- TASK BRIEF -
Copy out each line below exactly as written.

- DATA RECORDS -
PR #2011, opened 2026-09-03
Guard total_contributors against a nil contributor id

### LINKED ISSUE #1990: `total_contributors.rb` has no nil guard on the contributor id
`judges/dimensions-of-terrain/total_contributors.rb:42` does `contributors << contributor[:id]` for every entry the contributors endpoint returns. Its sibling in the same directory, `total_active_contributors.rb:33`, writes `seen << author unless author.nil?` for the same kind of value, because a GitHub author record can come back without an id.

The two files disagree about whether that can happen, so one of them is wrong. If an entry does arrive without an id, `total_contributors` puts `nil` into the set and counts it as a person, which inflates the metric by one — and `lib/incremate.rb:21` means the inflated number is the one the factbase keeps.

Whichever way the question is settled, the two files should answer it the same way; the cheap direction is to add the same `unless ... .nil?` guard to line 42.

@yegor256 please take a look.

Thayorns:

- RESPONSE AREA -
PR #2011, opened 2026-09-03
Guard total_contributors against a nil contributor id

### LINKED ISSUE #1990: `total_contributors.rb` has no nil guard on the contributor id
`judges/dimensions-of-terrain/total_contributors.rb:42` does `contributors << contributor[:id]` for every entry the contributors endpoint returns. Its sibling in the same directory, `total_active_contributors.rb:33`, writes `seen << author unless author.nil?` for the same kind of value, because a GitHub author record can come back without an id.

The two files disagree about whether that can happen, so one of them is wrong. If an entry does arrive without an id, `total_contributors` puts `nil` into the set and counts it as a person, which inflates the metric by one — and `lib/incremate.rb:21` means the inflated number is the one the factbase keeps.

Whichever way the question is settled, the two files should answer it the same way; the cheap direction is to add the same `unless ... .nil?` guard to line 42.

@yegor256 please take a look.

Thayorns:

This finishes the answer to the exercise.